For the string "inner", search the entries below and copy every line where it appears.

*** Opening of WORKING DATA ***

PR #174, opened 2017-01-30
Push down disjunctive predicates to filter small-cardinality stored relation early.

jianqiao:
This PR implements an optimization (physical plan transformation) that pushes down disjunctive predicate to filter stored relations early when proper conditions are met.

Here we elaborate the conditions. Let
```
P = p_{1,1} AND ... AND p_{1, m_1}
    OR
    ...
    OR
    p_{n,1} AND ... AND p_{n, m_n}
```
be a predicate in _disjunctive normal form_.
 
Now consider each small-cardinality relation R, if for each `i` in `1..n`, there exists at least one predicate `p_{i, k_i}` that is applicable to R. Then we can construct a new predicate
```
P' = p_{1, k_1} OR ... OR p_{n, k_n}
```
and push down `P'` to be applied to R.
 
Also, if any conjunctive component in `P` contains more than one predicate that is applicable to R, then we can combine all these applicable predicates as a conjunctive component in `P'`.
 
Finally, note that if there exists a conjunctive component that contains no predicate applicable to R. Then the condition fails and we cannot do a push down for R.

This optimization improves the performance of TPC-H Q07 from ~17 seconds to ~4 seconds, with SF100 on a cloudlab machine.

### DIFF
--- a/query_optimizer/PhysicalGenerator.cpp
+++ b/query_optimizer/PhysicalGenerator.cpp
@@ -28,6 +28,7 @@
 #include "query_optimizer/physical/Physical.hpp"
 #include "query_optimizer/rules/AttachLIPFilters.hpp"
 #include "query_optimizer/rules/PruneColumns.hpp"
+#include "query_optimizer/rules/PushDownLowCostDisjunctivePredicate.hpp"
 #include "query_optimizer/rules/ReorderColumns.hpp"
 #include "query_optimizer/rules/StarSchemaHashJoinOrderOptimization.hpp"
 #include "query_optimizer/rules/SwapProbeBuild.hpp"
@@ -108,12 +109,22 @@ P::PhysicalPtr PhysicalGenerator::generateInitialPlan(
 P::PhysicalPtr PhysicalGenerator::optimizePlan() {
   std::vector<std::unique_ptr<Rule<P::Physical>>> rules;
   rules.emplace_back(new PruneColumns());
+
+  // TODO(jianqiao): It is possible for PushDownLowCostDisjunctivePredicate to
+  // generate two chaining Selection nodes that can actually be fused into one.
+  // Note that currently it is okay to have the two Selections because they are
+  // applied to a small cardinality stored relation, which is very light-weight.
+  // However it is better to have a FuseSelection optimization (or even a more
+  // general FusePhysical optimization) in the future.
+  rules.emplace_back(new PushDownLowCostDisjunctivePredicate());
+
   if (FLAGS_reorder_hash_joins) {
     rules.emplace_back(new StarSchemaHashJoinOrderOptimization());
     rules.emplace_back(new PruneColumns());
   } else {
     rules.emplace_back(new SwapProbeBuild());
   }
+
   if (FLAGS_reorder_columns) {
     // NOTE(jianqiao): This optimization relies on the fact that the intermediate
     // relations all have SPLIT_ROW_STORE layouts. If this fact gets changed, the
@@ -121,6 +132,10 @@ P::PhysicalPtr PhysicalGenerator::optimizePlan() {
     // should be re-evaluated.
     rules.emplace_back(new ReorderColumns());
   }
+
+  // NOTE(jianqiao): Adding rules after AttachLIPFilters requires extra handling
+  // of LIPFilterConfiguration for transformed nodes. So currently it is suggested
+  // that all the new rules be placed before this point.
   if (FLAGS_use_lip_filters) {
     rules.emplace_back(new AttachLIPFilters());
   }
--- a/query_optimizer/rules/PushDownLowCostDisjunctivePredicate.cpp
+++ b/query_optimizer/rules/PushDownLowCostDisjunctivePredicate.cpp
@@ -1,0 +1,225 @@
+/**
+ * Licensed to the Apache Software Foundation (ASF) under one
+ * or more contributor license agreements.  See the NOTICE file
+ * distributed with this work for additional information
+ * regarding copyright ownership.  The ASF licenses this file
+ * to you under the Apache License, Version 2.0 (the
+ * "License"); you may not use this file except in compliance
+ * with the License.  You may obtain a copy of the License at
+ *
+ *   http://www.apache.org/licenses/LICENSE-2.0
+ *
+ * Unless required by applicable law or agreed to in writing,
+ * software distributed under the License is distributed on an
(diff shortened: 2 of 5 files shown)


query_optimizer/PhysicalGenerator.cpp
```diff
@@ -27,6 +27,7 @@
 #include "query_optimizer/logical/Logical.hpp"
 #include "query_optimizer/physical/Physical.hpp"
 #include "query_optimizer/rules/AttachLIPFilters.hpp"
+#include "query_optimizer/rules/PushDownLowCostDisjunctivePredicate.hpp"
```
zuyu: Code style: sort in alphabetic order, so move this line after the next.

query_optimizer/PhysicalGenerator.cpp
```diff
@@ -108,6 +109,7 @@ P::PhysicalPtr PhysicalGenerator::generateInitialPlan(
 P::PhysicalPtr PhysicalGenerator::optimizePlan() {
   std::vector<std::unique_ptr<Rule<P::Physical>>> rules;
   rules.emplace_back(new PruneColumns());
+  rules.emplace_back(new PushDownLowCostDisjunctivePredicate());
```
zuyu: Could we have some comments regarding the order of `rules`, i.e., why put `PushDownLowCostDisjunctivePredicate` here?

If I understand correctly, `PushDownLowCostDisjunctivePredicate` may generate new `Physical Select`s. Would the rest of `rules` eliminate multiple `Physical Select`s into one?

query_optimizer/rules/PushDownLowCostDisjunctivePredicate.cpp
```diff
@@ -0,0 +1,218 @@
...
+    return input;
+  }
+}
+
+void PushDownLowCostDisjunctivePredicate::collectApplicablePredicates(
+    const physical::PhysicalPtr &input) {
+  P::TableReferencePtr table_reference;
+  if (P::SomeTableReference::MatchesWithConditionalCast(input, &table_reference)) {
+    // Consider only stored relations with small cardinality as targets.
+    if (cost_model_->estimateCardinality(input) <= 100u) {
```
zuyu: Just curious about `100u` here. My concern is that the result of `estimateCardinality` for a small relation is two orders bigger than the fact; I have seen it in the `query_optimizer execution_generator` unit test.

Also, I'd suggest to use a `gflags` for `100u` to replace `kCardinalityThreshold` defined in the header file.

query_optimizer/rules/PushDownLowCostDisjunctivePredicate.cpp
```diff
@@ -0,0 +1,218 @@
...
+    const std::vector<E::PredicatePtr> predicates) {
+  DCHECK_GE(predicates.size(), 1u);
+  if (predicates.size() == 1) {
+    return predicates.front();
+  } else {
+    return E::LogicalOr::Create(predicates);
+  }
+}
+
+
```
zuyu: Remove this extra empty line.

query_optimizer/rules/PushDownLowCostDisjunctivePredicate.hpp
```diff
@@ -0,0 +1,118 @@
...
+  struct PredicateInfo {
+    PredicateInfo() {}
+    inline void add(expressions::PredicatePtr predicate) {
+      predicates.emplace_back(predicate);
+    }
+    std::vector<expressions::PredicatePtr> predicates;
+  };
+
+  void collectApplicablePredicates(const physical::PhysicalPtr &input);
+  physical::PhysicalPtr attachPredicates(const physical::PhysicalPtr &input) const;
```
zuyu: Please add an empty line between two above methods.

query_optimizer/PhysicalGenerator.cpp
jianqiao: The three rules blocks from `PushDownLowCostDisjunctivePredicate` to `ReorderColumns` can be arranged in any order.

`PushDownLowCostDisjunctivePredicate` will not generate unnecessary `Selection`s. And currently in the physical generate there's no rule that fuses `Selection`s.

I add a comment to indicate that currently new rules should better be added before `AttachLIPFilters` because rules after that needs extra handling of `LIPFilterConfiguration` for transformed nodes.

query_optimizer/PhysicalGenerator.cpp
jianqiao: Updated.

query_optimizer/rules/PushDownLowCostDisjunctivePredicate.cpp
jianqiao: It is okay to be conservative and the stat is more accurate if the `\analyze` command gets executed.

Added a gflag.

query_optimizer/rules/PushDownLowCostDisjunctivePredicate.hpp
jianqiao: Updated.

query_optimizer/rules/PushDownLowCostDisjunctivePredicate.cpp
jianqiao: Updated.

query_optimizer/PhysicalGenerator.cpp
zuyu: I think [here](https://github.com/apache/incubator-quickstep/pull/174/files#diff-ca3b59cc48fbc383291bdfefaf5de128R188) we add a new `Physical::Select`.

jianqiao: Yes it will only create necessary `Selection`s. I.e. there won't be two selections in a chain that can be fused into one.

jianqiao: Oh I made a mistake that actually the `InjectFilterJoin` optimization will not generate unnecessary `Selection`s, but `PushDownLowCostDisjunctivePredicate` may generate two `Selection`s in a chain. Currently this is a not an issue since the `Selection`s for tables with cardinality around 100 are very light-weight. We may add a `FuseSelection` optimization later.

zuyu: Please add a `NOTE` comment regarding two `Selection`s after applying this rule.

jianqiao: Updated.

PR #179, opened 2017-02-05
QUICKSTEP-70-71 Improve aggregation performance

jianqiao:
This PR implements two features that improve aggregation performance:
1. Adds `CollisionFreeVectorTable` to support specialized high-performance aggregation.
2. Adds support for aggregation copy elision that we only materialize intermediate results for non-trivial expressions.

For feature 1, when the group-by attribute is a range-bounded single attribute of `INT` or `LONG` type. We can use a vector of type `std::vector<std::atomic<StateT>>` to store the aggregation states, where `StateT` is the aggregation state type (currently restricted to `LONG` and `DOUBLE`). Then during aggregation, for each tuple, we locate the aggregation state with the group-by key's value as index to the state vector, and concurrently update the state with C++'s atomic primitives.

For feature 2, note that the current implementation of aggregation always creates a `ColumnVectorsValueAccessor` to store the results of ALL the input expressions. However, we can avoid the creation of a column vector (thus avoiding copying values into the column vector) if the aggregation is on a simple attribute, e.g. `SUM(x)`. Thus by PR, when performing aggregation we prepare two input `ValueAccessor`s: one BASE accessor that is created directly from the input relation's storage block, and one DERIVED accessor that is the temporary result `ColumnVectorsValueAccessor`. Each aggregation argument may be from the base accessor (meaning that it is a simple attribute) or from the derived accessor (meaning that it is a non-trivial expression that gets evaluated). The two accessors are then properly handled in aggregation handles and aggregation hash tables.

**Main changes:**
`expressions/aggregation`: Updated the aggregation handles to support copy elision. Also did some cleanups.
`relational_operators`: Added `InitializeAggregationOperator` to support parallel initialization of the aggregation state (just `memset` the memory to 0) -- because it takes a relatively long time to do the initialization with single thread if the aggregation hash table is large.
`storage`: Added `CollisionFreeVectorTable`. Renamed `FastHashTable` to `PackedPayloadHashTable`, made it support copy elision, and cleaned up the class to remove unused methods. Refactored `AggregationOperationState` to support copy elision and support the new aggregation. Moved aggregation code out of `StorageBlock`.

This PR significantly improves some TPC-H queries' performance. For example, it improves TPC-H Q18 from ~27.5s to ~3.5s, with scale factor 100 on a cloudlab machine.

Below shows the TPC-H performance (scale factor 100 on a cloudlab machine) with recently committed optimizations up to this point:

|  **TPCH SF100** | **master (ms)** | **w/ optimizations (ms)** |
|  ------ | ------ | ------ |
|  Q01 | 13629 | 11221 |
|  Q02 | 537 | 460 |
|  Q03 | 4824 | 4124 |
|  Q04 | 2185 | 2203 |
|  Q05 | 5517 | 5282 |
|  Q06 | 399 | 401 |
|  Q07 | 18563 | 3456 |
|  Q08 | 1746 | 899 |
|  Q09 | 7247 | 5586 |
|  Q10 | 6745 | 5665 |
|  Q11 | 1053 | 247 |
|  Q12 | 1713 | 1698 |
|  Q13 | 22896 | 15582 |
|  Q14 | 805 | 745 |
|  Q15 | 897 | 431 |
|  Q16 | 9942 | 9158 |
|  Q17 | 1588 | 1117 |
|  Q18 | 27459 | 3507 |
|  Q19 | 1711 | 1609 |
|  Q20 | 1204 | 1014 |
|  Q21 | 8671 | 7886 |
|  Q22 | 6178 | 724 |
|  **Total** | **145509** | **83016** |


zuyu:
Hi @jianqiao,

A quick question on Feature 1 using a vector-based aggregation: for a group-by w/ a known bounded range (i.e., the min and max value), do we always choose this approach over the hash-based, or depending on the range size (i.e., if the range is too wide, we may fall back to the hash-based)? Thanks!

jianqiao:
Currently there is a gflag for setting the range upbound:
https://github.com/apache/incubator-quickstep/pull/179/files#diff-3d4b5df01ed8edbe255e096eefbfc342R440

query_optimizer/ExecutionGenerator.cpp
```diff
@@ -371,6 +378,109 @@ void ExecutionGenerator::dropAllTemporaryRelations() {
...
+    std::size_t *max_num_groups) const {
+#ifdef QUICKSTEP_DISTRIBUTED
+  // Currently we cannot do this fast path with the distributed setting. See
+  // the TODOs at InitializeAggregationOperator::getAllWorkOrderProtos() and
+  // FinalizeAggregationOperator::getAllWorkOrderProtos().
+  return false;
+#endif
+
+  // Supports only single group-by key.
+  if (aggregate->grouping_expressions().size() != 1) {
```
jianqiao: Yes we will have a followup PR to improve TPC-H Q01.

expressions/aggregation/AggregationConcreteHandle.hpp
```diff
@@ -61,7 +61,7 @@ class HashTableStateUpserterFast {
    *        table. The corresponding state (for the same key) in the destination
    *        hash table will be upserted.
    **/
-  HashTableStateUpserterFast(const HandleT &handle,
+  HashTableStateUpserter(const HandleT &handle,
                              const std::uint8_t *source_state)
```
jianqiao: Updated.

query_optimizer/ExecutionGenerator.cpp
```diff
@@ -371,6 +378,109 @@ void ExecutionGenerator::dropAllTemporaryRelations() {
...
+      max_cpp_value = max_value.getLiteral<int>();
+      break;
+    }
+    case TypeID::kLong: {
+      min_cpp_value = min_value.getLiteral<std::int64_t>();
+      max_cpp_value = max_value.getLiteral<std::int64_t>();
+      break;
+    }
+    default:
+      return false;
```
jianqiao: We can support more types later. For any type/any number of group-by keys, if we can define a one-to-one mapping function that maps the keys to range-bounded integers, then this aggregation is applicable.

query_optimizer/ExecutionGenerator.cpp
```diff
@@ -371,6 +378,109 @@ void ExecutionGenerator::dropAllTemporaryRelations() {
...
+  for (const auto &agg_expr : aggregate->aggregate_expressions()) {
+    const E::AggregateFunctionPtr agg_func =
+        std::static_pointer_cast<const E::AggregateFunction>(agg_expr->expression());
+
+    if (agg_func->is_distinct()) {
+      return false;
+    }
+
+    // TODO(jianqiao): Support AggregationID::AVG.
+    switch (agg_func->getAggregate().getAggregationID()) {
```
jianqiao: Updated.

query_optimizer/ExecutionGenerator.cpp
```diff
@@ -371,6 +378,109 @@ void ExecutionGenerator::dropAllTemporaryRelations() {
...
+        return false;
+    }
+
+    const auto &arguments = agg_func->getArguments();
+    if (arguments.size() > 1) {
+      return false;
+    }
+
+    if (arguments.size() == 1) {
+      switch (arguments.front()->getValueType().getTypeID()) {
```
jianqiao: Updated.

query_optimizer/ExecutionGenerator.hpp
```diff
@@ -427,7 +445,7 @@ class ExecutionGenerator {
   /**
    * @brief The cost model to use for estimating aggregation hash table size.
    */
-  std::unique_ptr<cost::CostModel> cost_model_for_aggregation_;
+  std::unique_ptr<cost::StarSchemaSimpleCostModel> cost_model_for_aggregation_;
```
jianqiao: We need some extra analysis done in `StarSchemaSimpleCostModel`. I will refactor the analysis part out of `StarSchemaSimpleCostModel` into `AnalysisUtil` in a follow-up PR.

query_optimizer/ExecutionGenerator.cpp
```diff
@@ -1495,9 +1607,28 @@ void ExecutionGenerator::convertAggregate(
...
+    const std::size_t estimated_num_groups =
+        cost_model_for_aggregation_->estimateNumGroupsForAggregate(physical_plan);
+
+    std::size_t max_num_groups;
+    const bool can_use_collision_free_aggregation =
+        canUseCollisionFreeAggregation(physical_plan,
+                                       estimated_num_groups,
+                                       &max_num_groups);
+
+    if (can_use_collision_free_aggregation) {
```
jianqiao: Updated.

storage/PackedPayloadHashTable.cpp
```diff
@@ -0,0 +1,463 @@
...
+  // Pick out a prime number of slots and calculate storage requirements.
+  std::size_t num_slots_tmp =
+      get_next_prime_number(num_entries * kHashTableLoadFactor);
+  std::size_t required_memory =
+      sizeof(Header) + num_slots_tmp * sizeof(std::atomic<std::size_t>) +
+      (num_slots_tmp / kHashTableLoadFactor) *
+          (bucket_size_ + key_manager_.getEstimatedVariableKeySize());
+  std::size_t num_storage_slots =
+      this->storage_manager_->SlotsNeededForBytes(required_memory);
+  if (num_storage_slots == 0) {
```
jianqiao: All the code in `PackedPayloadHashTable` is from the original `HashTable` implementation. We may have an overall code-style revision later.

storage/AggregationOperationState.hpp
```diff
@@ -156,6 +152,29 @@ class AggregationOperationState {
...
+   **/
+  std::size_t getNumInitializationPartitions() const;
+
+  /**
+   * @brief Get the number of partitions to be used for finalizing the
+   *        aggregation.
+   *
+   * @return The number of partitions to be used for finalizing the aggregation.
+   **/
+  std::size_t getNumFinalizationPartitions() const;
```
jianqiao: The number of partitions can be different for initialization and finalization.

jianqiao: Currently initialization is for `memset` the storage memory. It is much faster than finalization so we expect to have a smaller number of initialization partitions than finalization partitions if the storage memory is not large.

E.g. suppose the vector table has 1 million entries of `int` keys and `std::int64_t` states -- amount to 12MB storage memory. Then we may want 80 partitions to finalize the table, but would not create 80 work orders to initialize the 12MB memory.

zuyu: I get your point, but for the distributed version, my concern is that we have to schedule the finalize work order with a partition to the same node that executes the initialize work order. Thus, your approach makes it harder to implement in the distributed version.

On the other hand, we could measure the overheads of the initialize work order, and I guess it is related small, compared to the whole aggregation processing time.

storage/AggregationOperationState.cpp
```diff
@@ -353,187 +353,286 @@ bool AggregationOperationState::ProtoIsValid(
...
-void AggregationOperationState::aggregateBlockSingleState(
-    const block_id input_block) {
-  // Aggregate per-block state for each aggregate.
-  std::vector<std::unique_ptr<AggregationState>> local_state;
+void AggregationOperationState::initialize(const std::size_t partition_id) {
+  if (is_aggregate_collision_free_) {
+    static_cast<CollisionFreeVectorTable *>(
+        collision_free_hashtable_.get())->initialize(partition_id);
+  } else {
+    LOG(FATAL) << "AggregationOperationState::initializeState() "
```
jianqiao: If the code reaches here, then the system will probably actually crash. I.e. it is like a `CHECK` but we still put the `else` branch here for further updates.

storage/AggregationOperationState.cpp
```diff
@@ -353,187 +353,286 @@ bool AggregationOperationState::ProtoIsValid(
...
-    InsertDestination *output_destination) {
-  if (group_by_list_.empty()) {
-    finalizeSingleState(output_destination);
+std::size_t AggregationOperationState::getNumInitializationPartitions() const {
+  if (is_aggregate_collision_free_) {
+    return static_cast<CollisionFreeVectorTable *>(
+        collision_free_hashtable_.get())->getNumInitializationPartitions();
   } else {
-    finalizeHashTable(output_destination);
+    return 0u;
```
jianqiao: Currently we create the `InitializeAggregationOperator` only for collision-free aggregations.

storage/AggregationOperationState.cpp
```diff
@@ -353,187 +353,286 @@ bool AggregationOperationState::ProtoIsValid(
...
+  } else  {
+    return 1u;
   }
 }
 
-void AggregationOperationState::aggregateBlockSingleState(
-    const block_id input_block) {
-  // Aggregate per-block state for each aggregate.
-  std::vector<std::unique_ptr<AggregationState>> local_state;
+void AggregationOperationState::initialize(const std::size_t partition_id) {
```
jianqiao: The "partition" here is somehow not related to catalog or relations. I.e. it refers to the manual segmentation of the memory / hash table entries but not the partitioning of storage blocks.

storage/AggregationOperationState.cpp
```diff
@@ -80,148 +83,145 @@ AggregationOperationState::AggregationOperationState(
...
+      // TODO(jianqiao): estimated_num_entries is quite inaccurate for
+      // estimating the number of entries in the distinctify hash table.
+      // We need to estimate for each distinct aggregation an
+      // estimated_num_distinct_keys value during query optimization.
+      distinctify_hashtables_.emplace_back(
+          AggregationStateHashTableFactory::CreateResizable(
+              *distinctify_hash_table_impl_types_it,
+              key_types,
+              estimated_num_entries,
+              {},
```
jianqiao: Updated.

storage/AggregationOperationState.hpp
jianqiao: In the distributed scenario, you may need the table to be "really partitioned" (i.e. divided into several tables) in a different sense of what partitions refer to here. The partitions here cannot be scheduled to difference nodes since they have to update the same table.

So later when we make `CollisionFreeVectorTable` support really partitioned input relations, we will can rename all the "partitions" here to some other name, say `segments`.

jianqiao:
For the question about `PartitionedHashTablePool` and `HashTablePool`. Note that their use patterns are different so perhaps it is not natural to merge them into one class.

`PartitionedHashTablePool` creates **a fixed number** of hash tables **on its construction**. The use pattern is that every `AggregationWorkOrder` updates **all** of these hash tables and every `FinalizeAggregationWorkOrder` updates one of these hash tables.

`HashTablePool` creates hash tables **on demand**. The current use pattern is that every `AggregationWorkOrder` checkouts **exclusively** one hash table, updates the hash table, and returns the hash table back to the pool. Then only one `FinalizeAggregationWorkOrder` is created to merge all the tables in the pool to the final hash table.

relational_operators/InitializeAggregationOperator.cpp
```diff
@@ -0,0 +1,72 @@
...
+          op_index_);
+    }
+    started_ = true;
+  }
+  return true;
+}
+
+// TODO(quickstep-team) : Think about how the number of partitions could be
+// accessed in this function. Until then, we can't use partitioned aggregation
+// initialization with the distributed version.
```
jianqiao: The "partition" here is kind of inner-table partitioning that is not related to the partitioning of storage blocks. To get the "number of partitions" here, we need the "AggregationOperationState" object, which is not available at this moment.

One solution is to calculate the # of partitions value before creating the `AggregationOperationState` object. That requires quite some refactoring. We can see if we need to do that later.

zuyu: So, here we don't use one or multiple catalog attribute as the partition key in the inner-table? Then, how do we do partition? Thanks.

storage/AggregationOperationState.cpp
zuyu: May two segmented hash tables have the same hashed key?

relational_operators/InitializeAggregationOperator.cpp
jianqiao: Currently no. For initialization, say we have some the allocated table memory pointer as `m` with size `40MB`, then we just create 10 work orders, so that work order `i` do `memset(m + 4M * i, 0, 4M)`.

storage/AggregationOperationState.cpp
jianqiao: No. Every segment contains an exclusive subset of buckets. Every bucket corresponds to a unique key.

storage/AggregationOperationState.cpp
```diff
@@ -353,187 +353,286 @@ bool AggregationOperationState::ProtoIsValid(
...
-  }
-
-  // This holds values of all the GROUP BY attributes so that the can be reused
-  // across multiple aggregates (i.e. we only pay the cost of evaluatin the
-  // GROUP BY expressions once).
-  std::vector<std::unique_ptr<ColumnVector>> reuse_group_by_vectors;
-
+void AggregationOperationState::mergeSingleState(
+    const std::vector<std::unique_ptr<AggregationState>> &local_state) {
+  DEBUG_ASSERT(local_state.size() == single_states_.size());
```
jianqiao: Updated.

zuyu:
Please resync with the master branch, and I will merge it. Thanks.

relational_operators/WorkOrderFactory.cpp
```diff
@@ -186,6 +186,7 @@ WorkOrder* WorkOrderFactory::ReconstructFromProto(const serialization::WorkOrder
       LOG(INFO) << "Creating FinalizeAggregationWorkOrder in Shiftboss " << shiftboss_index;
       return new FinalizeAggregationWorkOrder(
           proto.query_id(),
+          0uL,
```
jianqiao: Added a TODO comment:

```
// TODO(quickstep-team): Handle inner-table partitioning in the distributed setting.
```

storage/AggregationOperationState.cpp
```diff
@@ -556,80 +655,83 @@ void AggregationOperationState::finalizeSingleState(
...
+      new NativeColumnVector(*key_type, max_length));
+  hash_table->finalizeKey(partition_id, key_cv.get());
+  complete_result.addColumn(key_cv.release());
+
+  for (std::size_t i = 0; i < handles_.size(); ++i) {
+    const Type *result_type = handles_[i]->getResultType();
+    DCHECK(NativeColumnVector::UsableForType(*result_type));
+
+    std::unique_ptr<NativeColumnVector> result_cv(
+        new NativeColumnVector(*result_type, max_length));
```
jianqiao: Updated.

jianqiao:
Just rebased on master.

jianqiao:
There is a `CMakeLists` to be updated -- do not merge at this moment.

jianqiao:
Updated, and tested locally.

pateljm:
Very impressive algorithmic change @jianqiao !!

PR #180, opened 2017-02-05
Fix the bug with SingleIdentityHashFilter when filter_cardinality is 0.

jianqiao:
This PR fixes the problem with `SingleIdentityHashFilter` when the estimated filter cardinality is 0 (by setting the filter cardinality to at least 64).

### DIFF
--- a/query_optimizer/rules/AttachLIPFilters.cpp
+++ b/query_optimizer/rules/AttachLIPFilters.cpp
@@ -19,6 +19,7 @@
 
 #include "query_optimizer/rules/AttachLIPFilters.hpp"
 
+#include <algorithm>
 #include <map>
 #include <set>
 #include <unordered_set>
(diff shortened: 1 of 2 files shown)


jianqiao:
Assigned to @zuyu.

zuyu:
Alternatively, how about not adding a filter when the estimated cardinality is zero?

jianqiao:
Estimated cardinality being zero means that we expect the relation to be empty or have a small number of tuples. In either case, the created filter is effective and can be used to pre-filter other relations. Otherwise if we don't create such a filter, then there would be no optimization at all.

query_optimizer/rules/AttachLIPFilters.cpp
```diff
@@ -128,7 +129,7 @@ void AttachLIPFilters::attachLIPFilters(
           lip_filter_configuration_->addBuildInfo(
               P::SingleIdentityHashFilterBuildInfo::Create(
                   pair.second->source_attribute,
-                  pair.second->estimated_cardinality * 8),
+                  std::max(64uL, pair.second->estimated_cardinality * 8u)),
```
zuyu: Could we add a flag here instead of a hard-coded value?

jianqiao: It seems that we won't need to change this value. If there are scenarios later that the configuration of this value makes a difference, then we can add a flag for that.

*** Close of WORKING DATA ***

* **TASK SOLUTION**:
jianqiao: The "partition" here is kind of inner-table partitioning that is not related to the partitioning of storage blocks. To get the "number of partitions" here, we need the "AggregationOperationState" object, which is not available at this moment.
zuyu: So, here we don't use one or multiple catalog attribute as the partition key in the inner-table? Then, how do we do partition? Thanks.
// TODO(quickstep-team): Handle inner-table partitioning in the distributed setting.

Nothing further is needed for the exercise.